32. Identify the value of the TEST STATISTIC used in a hypothesis test of the following claim and sample data: Claim: "The average annual household income in Warren County is $\$ 47,500$." A random sample of 86 households from this county is obtained, and they have an average annual income of $\$ 48,061$ with a standard deviation of $\$ 2,351$. Test the claim at the 0.02 significance level. a. 2.374 b. 2.213 c. 0.239 d. 2.33

Step 1 ：We are given the following values: sample mean (\(\bar{X}\)) is \$48,061, population mean (\(\mu\)) is \$47,500, standard deviation (\(\sigma\)) is \$2,351, and sample size (\(n\)) is 86.

Step 2 ：We are asked to find the test statistic (\(Z\)) used in a hypothesis test.

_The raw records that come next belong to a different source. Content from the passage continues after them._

PR #3330, opened 2026-09-06
Fix metrics interval in suites to 1s

NimrodAvni78:
## Summary

The six suites here exported metrics on a 10ms interval. That is far shorter than anything the assertions need, and it produces a large volume of duplicate datapoints through the weaver tap, whose queue is deliberately non-blocking and drops on overflow. Moving them to 1s matches the interval the other weaver-wired suites already use.

## Validation


.github/workflows/workflow_integration_tests_vm.yml
```diff
@@ -363,6 +363,15 @@ jobs:
...
           name: vm-coverage-${{ matrix.kernel.id }}-${{ matrix.test.id }}-${{ github.run_number }}
 
+      - name: Upload weaver live-check reports
+        uses: actions/upload-artifact@043fb46d1a93c77aae656e7c1c64a875d1fc6a0a # v7.0.1
+        if: always()
+        with:
+          name: weaver-reports-vm-${{ matrix.kernel.id }}-${{ matrix.test.id }}-${{ github.run_number }}
+          path: testoutput/weaver-report-*.json
+          if-no-files-found: ignore
+          retention-days: 5
```
pinoOgni: nit: shouldn't we add `retention-days: 5` to the other steps as well?

pinoOgni (commented):
lgtm! I left one nit and also I have a question. In the PR description is written 
> The Docker Compose, OATS and Kubernetes jobs already upload theirs

I checked but I didnt see any weaver-report upload step in `pull_request_integration_tests.yml`, `pull_request_oats_test.yml`, or `pull_request_k8s_integration_tests.yml`.

Can we add the same step to the three other workflows?

NimrodAvni78:
@pinoOgni you are right
its not correct to be here and it should be part of the follow up work for weaver coverage. ill keep here only the metric interval fixes

pinoOgni (approved):

PR #3338, opened 2026-09-07
test: add netolly k8s assertions

NimrodAvni78:
## Summary

The two attribute assertions on the inter-zone metric never tested anything: `NotContains` was given the results slice rather than a series' label map, so it compared a struct against a string and could not fail.

Their premise is also no longer true. Selecting the inter-zone metric with every attribute means it does now carry `k8s_src_type` and `iface_direction`, so this asserts they are present, on every returned series, and drops the stale comment.

Also converts `require` to `assert` inside this file's `EventuallyWithT` callbacks. `require` on a `*assert.CollectT` calls `FailNow`, which is not what a polling condition wants.

## Validation


NimrodAvni78:
closed in favor of https://github.com/open-telemetry/opentelemetry-ebpf-instrumentation/pull/3343

PR #3339, opened 2026-09-07
test: add statsolly k8s metric assertions

NimrodAvni78:
## Summary

The suite asserted only TCP IO. This adds RTT and failed connections, and asserts the destination workload on the IO decoration.

RTT is emitted at `tcp_close`, and the pinger used a keep-alive client, so its connection only closed at pod teardown and the metric never appeared during the run. The pinger takes an opt-in `DISABLE_KEEPALIVES`, which this suite sets; the uninstrumented pinger template gains the `Env` block the instrumented ones already render.

Failed connections come from a second pinger dialing a closed port on its own loopback, so the refusal comes from the kernel rather than from kube-proxy or a SYN timeout. That series carries no Kubernetes labels, so it is pinned on port, role and reason instead.

Retransmits are not asserted. A kind cluster on veth drops nothing, and forcing loss needs netem inside the pinger's network namespace, which would reshape the pinger template every other suite shares. A note in the file records why one of the four is missing.

Also drops the `debugfs` mount, which is redundant: the stats tracer needs `tracefs`, which stays.

## Validation

### DIFF
--- a/internal/test/integration/k8s/tcp_stats/k8s_tcp_stats_metrics.go
+++ b/internal/test/integration/k8s/tcp_stats/k8s_tcp_stats_metrics.go
@@ -22,6 +22,8 @@ const (
 	testTimeout        = 5 * time.Minute
 	prometheusHostPort = "localhost:39090"
 	pingerPodName      = "internal-pinger-tcp-stats"
+	failPingerPodName  = "internal-pinger-tcp-stats-fail"
+	closedPort         = "19999"
 
 	// A cardinality-exploded metric makes each Prometheus query cost hundreds of
 	// milliseconds, so a sub-second poll only piles up in-flight requests.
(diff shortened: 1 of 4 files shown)


internal/test/integration/k8s/tcp_stats/k8s_tcp_stats_metrics.go
```diff
@@ -78,8 +90,59 @@ func testTCPStatsIODecoration(ctx context.Context, t *testing.T, _ *envconf.Conf
...
 			assert.NotEmpty(ct, metric["k8s_dst_namespace"])
+			assert.Equal(ct, "testserver", metric["k8s_dst_owner_name"])
+			assert.Equal(ct, "Service", metric["k8s_dst_owner_type"])
 			assert.Contains(ct, []string{"receive", "transmit"}, metric["network_io_direction"])
 		}
 	}, testTimeout, pollInterval)
 	return ctx
 }
+
+func testTCPStatsRTT(ctx context.Context, t *testing.T, _ *envconf.Config) context.Context {
```
pinoOgni, line 94: Can we use here the same pattern used in `testTCPStatsIODecoration` because `pingerFlow` selector already requires `k8s_cluster_name`, `k8s_src_name` and `k8s_dst_name` and we are testing it here but in the TCP IO test it loops results and it checks all labels. 
So if TCP IO metric loses for example`k8s_src_owner_type` it will catch it while if TCP RTT metric loses it the TCP RTT test will stay green.

pinoOgni (changes requested):

pinoOgni (approved):
lgtm!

The formula for the test statistic in a hypothesis test for a population mean is \(Z = \frac{\bar{X} - \mu}{\sigma / \sqrt{n}}\).

Step 3 ：Substitute the given values into the formula: \(Z = \frac{48061 - 47500}{2351 / \sqrt{86}}\).

Step 4 ：Solving the above expression, we find that \(Z = 2.213\).

Step 5 ：Final Answer: The value of the test statistic used in the hypothesis test is \(\boxed{2.213}\).